Start of Supplied data

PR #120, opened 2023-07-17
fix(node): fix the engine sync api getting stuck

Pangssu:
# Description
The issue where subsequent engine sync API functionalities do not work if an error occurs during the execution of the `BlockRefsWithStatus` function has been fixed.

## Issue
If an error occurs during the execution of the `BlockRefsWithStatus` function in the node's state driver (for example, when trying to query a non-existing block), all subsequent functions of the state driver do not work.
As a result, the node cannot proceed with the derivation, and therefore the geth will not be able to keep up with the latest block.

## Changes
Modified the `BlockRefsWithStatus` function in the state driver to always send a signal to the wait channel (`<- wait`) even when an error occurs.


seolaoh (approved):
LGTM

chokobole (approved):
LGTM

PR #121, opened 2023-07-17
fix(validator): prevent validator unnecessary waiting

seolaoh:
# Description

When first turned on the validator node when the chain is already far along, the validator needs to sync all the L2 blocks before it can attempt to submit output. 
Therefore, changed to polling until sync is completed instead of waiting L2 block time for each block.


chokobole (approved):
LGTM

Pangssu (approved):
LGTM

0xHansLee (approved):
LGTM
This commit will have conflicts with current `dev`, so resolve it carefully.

End of Supplied data
Start of Supplied data

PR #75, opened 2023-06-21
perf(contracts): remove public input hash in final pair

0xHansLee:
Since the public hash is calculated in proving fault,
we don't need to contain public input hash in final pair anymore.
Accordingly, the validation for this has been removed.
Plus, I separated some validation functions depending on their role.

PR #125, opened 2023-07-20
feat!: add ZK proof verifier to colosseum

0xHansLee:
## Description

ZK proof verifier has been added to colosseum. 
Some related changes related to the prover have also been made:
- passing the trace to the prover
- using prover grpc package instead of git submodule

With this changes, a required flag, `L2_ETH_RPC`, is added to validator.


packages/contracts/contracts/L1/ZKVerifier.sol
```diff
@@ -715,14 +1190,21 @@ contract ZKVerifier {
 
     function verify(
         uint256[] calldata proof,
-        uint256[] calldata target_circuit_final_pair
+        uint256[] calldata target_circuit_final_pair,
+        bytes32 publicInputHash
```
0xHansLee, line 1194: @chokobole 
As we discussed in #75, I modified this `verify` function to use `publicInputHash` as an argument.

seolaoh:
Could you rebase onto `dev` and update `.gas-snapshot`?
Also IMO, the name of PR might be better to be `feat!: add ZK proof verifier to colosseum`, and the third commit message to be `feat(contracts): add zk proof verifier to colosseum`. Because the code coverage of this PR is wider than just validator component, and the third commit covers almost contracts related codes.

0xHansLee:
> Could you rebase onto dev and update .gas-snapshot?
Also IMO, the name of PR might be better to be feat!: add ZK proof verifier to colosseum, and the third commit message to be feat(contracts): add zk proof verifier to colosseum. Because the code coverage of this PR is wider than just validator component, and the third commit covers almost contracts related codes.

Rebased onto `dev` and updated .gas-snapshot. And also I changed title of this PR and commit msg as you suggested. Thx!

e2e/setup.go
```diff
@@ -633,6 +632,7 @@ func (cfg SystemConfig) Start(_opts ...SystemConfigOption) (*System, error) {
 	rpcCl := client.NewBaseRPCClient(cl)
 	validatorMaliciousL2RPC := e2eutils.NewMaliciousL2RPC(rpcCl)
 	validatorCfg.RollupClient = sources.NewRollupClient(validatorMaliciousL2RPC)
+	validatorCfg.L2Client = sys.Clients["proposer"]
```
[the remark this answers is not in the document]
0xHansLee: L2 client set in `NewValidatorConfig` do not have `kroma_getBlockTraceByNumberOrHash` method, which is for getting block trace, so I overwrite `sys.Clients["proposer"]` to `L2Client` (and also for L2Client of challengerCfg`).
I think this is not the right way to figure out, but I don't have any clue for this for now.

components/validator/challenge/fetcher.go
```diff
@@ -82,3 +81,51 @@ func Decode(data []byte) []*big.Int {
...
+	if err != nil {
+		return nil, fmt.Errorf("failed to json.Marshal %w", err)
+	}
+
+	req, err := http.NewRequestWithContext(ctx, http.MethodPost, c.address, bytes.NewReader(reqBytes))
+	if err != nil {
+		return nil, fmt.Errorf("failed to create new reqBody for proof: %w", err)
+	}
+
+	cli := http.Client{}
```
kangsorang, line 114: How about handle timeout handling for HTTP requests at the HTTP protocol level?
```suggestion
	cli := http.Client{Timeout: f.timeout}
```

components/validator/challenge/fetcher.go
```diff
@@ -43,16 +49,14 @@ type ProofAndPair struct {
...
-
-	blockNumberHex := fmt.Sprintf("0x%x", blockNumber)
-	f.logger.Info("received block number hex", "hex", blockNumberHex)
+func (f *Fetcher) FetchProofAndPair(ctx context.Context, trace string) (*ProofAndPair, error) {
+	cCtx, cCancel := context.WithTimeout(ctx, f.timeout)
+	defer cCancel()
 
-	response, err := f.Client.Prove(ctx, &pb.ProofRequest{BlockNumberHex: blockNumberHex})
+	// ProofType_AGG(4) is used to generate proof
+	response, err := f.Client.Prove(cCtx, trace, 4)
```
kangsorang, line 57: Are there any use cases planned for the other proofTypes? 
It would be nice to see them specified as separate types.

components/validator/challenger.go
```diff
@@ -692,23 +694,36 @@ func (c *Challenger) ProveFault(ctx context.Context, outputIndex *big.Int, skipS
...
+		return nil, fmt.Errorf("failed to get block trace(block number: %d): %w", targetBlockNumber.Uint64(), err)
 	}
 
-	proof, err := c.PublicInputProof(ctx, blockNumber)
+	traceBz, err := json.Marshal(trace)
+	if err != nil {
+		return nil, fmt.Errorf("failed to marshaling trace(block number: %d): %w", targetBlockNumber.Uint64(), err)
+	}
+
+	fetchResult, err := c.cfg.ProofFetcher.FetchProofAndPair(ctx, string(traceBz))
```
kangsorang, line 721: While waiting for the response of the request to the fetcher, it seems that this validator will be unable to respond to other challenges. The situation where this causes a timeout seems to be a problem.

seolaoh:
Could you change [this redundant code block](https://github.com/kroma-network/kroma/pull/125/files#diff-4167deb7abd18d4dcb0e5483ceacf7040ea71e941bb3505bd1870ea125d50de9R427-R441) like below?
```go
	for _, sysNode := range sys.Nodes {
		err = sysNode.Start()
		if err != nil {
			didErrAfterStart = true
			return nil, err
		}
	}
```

End of Supplied data
Start of Supplied data

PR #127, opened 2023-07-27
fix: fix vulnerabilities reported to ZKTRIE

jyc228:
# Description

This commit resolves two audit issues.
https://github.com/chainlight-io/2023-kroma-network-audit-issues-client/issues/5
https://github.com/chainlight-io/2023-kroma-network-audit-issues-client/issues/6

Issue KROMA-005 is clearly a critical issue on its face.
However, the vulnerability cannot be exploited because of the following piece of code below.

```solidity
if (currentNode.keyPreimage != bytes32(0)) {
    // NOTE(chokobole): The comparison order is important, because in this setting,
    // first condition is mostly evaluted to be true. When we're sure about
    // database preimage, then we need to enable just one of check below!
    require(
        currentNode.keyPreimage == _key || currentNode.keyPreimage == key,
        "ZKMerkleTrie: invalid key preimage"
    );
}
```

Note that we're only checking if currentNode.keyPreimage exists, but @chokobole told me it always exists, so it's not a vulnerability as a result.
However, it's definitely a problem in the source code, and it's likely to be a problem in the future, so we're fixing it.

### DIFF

End of Supplied data

__Exercise__: Working from the data above, extract solely the lines from the one containing "PR #120, opened 2023-07-17" through the one containing "do not work.", exactly as they appear, both included.

__Result of this task__:
PR #120, opened 2023-07-17
fix(node): fix the engine sync api getting stuck

Pangssu:
# Description
The issue where subsequent engine sync API functionalities do not work if an error occurs during the execution of the `BlockRefsWithStatus` function has been fixed.

## Issue
If an error occurs during the execution of the `BlockRefsWithStatus` function in the node's state driver (for example, when trying to query a non-existing block), all subsequent functions of the state driver do not work.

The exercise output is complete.